[Saved entries]
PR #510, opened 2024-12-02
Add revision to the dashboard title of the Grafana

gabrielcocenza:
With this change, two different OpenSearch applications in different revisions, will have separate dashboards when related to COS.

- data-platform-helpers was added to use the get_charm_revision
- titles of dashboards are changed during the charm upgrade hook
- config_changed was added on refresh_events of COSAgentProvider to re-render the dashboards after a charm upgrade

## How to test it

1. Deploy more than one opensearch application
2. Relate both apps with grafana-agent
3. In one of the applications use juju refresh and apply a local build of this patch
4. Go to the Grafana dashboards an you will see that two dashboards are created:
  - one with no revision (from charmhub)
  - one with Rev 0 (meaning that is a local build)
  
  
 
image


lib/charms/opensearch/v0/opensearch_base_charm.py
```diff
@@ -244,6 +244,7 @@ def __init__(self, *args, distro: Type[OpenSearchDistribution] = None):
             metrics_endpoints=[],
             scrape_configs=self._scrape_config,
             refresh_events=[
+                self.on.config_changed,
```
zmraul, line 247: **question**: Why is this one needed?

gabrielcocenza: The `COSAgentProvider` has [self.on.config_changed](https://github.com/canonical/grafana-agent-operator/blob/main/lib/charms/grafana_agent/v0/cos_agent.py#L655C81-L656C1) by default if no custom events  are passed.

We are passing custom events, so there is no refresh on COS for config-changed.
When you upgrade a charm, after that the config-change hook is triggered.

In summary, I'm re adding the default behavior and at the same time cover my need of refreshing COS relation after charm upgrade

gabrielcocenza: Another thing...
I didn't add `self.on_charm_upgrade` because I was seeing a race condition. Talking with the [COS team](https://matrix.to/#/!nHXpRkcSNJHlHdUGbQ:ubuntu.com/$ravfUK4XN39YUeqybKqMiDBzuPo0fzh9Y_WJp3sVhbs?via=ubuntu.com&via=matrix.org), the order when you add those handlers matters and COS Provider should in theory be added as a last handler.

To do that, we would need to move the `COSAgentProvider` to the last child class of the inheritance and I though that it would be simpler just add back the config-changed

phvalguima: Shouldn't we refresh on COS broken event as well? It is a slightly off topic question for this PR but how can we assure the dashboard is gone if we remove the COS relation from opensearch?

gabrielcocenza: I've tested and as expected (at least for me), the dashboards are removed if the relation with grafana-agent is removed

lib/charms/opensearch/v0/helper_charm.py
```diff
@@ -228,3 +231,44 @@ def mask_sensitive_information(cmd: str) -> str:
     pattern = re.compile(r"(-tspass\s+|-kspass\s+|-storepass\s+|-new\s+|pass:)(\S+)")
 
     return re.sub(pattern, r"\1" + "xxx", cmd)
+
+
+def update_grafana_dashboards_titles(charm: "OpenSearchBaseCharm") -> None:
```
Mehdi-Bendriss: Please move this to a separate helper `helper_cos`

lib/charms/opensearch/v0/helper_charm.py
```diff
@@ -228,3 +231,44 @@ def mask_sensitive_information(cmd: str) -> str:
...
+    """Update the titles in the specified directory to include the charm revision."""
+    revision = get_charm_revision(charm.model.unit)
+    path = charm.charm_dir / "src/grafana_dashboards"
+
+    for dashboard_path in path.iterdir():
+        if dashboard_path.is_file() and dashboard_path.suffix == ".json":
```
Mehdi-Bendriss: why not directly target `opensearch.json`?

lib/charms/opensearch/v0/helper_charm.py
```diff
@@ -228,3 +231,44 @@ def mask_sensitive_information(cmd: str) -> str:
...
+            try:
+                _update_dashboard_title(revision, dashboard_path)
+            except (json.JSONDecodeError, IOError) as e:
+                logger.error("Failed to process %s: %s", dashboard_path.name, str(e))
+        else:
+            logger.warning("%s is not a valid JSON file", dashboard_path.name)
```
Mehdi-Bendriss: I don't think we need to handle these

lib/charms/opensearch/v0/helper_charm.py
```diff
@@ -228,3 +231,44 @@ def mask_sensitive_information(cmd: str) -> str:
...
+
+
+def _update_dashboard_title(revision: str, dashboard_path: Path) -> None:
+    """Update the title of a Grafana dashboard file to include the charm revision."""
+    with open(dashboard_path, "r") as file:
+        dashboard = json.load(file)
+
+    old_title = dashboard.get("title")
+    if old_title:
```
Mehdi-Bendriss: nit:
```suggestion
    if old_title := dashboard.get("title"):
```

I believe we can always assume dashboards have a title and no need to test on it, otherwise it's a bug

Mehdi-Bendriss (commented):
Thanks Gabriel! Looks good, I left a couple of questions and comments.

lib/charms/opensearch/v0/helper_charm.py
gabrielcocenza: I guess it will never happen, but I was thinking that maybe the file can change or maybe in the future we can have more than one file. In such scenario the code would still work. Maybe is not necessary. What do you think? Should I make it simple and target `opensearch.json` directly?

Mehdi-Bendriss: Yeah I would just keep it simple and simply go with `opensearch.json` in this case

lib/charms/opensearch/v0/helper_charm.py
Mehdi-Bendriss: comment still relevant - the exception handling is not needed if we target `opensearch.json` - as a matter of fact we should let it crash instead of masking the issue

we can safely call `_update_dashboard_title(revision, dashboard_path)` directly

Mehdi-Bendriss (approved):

■ **Work to be completed**
The answer must reproduce every record exactly.

■ **Exercise response**
PR #510, opened 2024-12-02
Add revision to the dashboard title of the Grafana

gabrielcocenza:
With this change, two different OpenSearch applications in different revisions, will have separate dashboards when related to COS.

- data-platform-helpers was added to use the get_charm_revision
- titles of dashboards are changed during the charm upgrade hook
- config_changed was added on refresh_events of COSAgentProvider to re-render the dashboards after a charm upgrade

## How to test it

1. Deploy more than one opensearch application
2. Relate both apps with grafana-agent
3. In one of the applications use juju refresh and apply a local build of this patch
4. Go to the Grafana dashboards an you will see that two dashboards are created:
  - one with no revision (from charmhub)
  - one with Rev 0 (meaning that is a local build)
  
  
 
image


lib/charms/opensearch/v0/opensearch_base_charm.py
```diff
@@ -244,6 +244,7 @@ def __init__(self, *args, distro: Type[OpenSearchDistribution] = None):
             metrics_endpoints=[],
             scrape_configs=self._scrape_config,
             refresh_events=[
+                self.on.config_changed,
```
zmraul, line 247: **question**: Why is this one needed?

gabrielcocenza: The `COSAgentProvider` has [self.on.config_changed](https://github.com/canonical/grafana-agent-operator/blob/main/lib/charms/grafana_agent/v0/cos_agent.py#L655C81-L656C1) by default if no custom events  are passed.

We are passing custom events, so there is no refresh on COS for config-changed.
When you upgrade a charm, after that the config-change hook is triggered.

In summary, I'm re adding the default behavior and at the same time cover my need of refreshing COS relation after charm upgrade

gabrielcocenza: Another thing...
I didn't add `self.on_charm_upgrade` because I was seeing a race condition. Talking with the [COS team](https://matrix.to/#/!nHXpRkcSNJHlHdUGbQ:ubuntu.com/$ravfUK4XN39YUeqybKqMiDBzuPo0fzh9Y_WJp3sVhbs?via=ubuntu.com&via=matrix.org), the order when you add those handlers matters and COS Provider should in theory be added as a last handler.

To do that, we would need to move the `COSAgentProvider` to the last child class of the inheritance and I though that it would be simpler just add back the config-changed

phvalguima: Shouldn't we refresh on COS broken event as well? It is a slightly off topic question for this PR but how can we assure the dashboard is gone if we remove the COS relation from opensearch?

gabrielcocenza: I've tested and as expected (at least for me), the dashboards are removed if the relation with grafana-agent is removed

lib/charms/opensearch/v0/helper_charm.py
```diff
@@ -228,3 +231,44 @@ def mask_sensitive_information(cmd: str) -> str:
     pattern = re.compile(r"(-tspass\s+|-kspass\s+|-storepass\s+|-new\s+|pass:)(\S+)")
 
     return re.sub(pattern, r"\1" + "xxx", cmd)
+
+
+def update_grafana_dashboards_titles(charm: "OpenSearchBaseCharm") -> None:
```
Mehdi-Bendriss: Please move this to a separate helper `helper_cos`

lib/charms/opensearch/v0/helper_charm.py
```diff
@@ -228,3 +231,44 @@ def mask_sensitive_information(cmd: str) -> str:
...
+    """Update the titles in the specified directory to include the charm revision."""
+    revision = get_charm_revision(charm.model.unit)
+    path = charm.charm_dir / "src/grafana_dashboards"
+
+    for dashboard_path in path.iterdir():
+        if dashboard_path.is_file() and dashboard_path.suffix == ".json":
```
Mehdi-Bendriss: why not directly target `opensearch.json`?

lib/charms/opensearch/v0/helper_charm.py
```diff
@@ -228,3 +231,44 @@ def mask_sensitive_information(cmd: str) -> str:
...
+            try:
+                _update_dashboard_title(revision, dashboard_path)
+            except (json.JSONDecodeError, IOError) as e:
+                logger.error("Failed to process %s: %s", dashboard_path.name, str(e))
+        else:
+            logger.warning("%s is not a valid JSON file", dashboard_path.name)
```
Mehdi-Bendriss: I don't think we need to handle these

lib/charms/opensearch/v0/helper_charm.py
```diff
@@ -228,3 +231,44 @@ def mask_sensitive_information(cmd: str) -> str:
...
+
+
+def _update_dashboard_title(revision: str, dashboard_path: Path) -> None:
+    """Update the title of a Grafana dashboard file to include the charm revision."""
+    with open(dashboard_path, "r") as file:
+        dashboard = json.load(file)
+
+    old_title = dashboard.get("title")
+    if old_title:
```
Mehdi-Bendriss: nit:
```suggestion
    if old_title := dashboard.get("title"):
```

I believe we can always assume dashboards have a title and no need to test on it, otherwise it's a bug

Mehdi-Bendriss (commented):
Thanks Gabriel! Looks good, I left a couple of questions and comments.

lib/charms/opensearch/v0/helper_charm.py
gabrielcocenza: I guess it will never happen, but I was thinking that maybe the file can change or maybe in the future we can have more than one file. In such scenario the code would still work. Maybe is not necessary. What do you think? Should I make it simple and target `opensearch.json` directly?

Mehdi-Bendriss: Yeah I would just keep it simple and simply go with `opensearch.json` in this case

lib/charms/opensearch/v0/helper_charm.py
Mehdi-Bendriss: comment still relevant - the exception handling is not needed if we target `opensearch.json` - as a matter of fact we should let it crash instead of masking the issue

we can safely call `_update_dashboard_title(revision, dashboard_path)` directly

Mehdi-Bendriss (approved):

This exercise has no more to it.